Supplemental Figure 4: A) Within lesions of CC-LR mice, macrophages, as quantitated by immunohistochemistry for F4/80, are reduced in animals raised on a myo-inositol diet (p=0.004). B) Very few CD4-positive lymphocytes were observed with lesions, with no significant differences between animals raised on a control and myo-inositol diet. C) Few CD8-positive lymphocytes were observed within lesions. Treatment with myo-inositol did not induce significant changes. D) Representative lesions for CC-LR mice raised on control (left panels) or myo-inositol diets (right panels) and stained for F4/80 (top), CD4 (middle), and CD8 (bottom). Scale bar = 200 μm, micrographs are at 10× with 20× insets. n=4 of each diet and genotype for immunohistochemical analyses.
Supplemental Figure 5: Gating method for flow cytometric analysis of BALF macrophages. Live singlet cells were identified by forward- and side-scatter properties. Macrophage subsets were quantitated from the subset of CD45+/F4–80+ double positive cells. M1 cells were identified as Ly6C−/MHCII+ and M2 as Ly6C−/CD206+. n=5 mice of each diet and genotype used for analyses.

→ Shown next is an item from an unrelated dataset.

PR #7776, opened 2026-06-07
Use ThreadedResolver to honor /etc/hosts and nsswitch.conf

dralley:
Pulpcore depended on aiodns, which causes aiohttp to default to AsyncResolver (c-ares) for DNS resolution. c-ares is a DNS client that speaks the wire protocol directly -- it does not go through glibc's getaddrinfo() and therefore ignores nsswitch.conf and /etc/hosts. This causes sync to fail when the remote hostname is only resolvable via /etc/hosts or other non-DNS nsswitch sources.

Supplemental Figure 6: Gating method for flow cytometric analysis of M1-like and M2-like macrophages derived from peripheral blood mononuclear cells (PBMCs). Live singlet PBMCs grown in M1- or M2-promoting differentiation media expressing high levels of the pan-macrophage marker CD68 were considered differentiated. myo-inositol did not alter the percentage of CD68+ cells. M1-like macrophages were identified as CD86+/CD163−. M2-like macrophages were identified as CD86+/CD163+ where M2b-like macrophages were CD86+/CD163−.